Please copy every line of the records below that holds the word "under".

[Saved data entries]
+---+

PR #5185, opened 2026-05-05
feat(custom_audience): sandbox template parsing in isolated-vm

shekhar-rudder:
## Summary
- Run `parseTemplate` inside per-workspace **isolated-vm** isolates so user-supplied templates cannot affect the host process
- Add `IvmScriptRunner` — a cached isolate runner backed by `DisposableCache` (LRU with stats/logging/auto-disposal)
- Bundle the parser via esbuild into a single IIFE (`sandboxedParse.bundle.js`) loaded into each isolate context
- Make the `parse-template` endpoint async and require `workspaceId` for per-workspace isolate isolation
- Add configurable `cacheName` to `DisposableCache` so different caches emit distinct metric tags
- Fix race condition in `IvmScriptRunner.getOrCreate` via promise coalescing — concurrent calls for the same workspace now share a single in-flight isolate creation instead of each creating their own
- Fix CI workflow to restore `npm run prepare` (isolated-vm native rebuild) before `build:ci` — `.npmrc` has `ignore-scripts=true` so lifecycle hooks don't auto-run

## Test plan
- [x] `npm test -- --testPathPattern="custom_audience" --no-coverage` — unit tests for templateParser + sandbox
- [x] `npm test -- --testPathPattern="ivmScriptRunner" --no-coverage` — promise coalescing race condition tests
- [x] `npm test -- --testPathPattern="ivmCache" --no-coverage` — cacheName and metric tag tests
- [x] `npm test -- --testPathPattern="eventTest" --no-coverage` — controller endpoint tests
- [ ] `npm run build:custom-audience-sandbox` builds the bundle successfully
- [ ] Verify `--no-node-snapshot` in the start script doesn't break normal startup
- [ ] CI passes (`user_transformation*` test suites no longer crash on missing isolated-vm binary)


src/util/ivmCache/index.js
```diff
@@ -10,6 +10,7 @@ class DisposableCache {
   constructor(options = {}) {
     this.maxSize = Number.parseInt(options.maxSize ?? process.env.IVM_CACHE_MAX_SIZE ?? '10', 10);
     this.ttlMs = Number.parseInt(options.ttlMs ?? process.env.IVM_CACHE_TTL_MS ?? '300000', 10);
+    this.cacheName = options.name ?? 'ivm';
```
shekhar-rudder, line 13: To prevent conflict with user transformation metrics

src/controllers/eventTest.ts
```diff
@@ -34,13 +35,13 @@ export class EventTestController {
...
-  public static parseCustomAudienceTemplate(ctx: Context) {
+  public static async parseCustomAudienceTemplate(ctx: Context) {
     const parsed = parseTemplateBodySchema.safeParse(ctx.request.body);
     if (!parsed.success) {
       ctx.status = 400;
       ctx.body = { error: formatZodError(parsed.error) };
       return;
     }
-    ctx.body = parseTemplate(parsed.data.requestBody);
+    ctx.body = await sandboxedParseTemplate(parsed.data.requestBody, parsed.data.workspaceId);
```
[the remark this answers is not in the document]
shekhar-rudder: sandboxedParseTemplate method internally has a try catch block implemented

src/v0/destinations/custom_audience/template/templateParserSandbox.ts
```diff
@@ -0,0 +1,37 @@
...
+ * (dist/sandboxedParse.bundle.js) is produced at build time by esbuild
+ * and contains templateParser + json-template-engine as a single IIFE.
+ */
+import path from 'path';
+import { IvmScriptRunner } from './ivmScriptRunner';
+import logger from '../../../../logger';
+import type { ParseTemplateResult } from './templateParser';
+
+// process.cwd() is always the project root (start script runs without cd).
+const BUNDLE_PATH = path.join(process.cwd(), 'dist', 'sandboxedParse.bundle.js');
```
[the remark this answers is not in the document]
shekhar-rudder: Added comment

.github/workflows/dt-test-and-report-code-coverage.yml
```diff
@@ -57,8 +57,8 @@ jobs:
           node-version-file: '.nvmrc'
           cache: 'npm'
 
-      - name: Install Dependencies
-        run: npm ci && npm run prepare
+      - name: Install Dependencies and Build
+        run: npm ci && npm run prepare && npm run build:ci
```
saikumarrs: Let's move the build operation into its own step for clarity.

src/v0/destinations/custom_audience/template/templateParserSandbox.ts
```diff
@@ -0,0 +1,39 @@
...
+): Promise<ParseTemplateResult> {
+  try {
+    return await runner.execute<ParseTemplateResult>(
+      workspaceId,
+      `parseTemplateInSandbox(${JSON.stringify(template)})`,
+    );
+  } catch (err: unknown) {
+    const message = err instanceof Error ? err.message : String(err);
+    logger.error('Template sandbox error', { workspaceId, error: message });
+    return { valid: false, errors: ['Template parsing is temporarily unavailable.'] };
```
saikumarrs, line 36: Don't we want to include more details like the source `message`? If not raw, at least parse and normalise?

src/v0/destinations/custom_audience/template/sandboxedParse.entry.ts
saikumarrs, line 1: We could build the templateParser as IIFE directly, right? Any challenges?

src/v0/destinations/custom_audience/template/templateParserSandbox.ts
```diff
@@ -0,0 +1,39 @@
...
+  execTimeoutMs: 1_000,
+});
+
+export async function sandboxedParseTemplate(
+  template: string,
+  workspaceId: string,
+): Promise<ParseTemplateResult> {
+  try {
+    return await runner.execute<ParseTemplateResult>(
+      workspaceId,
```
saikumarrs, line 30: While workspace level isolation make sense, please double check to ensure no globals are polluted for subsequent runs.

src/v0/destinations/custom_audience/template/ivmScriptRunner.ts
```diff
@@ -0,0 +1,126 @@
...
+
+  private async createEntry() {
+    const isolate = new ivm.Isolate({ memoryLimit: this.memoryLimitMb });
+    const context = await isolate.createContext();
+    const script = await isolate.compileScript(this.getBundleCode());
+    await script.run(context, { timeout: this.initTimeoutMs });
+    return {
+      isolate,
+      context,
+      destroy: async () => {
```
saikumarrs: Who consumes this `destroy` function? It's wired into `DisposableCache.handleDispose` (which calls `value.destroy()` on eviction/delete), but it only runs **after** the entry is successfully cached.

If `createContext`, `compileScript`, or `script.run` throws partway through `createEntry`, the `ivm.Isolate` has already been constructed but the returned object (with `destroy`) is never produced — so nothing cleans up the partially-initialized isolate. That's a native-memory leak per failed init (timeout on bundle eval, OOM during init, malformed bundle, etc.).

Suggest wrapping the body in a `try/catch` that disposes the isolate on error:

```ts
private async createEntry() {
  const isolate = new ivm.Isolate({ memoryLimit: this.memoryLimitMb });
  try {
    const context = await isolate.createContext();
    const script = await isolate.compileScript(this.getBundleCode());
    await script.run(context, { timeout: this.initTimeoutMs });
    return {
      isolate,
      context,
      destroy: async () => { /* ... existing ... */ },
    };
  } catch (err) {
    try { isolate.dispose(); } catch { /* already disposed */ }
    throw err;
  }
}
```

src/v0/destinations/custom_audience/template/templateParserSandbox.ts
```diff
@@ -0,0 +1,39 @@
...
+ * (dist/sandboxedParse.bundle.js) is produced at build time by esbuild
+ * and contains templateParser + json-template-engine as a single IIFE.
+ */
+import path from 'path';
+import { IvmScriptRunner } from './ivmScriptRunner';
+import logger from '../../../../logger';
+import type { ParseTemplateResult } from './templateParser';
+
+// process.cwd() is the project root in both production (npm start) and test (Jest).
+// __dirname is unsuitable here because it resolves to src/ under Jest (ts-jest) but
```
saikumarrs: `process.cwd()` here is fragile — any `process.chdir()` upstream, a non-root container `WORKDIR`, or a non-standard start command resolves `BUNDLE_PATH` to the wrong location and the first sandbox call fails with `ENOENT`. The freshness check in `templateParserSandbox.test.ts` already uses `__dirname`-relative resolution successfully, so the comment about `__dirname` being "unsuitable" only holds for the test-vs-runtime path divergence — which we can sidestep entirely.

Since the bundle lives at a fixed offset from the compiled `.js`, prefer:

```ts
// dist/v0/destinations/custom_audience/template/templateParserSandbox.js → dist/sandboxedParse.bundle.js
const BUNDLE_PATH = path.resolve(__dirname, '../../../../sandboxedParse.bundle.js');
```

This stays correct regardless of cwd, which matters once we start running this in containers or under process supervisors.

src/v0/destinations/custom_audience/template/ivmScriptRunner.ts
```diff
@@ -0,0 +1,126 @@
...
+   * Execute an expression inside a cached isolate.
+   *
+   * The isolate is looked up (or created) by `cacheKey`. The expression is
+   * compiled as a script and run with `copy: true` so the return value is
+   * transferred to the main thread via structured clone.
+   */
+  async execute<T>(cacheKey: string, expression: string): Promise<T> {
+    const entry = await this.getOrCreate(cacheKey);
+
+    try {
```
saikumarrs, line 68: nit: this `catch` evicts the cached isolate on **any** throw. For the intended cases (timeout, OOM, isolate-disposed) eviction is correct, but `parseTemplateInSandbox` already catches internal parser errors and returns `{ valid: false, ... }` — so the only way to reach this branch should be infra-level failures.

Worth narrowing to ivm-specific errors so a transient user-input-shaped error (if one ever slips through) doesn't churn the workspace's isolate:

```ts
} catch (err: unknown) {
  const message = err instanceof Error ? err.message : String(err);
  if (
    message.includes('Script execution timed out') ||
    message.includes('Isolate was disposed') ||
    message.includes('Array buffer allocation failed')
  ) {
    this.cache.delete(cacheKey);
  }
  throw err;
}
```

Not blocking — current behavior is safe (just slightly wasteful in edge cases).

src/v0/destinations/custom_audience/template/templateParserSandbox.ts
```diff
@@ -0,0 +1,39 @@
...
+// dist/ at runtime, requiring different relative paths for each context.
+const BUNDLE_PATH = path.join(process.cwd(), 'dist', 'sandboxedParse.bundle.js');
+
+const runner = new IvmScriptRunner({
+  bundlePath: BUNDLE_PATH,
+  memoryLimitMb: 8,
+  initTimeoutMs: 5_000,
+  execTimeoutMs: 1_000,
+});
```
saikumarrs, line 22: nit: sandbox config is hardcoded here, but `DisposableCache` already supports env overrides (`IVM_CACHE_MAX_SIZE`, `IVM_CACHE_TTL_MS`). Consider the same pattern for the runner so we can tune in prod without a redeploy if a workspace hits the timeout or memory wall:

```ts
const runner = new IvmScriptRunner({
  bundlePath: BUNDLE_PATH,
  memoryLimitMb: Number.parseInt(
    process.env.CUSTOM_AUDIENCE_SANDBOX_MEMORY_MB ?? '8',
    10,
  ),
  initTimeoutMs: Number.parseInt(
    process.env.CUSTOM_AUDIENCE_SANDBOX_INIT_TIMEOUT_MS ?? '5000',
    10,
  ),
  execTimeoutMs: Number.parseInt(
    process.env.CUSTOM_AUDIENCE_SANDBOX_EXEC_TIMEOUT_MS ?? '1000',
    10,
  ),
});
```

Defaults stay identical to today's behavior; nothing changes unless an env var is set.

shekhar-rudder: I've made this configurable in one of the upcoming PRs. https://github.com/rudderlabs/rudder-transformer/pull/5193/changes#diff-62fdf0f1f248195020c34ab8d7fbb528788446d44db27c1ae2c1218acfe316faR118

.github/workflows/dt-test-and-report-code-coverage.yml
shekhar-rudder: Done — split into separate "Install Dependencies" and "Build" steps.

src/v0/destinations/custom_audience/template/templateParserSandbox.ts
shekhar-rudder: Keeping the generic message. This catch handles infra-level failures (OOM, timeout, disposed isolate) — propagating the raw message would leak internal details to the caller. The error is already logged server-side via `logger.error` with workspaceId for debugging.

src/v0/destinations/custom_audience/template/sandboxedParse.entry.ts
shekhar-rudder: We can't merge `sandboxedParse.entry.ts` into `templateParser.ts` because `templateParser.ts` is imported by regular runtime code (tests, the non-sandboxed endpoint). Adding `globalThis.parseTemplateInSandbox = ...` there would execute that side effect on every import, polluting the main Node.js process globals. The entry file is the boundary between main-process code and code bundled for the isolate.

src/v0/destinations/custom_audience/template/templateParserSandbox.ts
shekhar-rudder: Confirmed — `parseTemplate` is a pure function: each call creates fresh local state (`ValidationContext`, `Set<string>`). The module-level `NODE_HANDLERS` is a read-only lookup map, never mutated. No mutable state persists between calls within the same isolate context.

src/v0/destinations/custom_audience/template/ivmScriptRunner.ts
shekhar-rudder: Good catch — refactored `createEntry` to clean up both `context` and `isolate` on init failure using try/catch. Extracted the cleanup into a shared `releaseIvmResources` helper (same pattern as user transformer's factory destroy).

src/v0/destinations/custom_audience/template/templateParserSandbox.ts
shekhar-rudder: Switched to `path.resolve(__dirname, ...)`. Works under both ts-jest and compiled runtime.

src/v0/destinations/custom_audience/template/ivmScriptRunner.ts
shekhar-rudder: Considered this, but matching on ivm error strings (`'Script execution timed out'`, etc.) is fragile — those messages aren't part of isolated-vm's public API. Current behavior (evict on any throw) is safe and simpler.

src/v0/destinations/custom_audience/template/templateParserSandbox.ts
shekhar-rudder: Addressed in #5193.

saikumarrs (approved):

+---+

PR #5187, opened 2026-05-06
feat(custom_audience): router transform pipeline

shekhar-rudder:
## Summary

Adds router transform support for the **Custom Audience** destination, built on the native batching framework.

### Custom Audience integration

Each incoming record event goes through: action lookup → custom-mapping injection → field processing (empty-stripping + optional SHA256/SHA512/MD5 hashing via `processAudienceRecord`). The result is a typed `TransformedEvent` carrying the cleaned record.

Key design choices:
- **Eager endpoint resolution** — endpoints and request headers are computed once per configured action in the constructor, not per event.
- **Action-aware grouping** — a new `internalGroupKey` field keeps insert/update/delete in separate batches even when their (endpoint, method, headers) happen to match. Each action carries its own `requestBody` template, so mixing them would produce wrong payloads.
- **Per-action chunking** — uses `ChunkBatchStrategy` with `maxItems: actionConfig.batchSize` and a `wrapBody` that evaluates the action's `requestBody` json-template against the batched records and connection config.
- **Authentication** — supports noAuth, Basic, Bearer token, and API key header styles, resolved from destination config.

+---+

RESULT BELOW -
+// __dirname is unsuitable here because it resolves to src/ under Jest (ts-jest) but
This stays correct regardless of cwd, which matters once we start running this in containers or under process supervisors.
shekhar-rudder: Switched to `path.resolve(__dirname, ...)`. Works under both ts-jest and compiled runtime.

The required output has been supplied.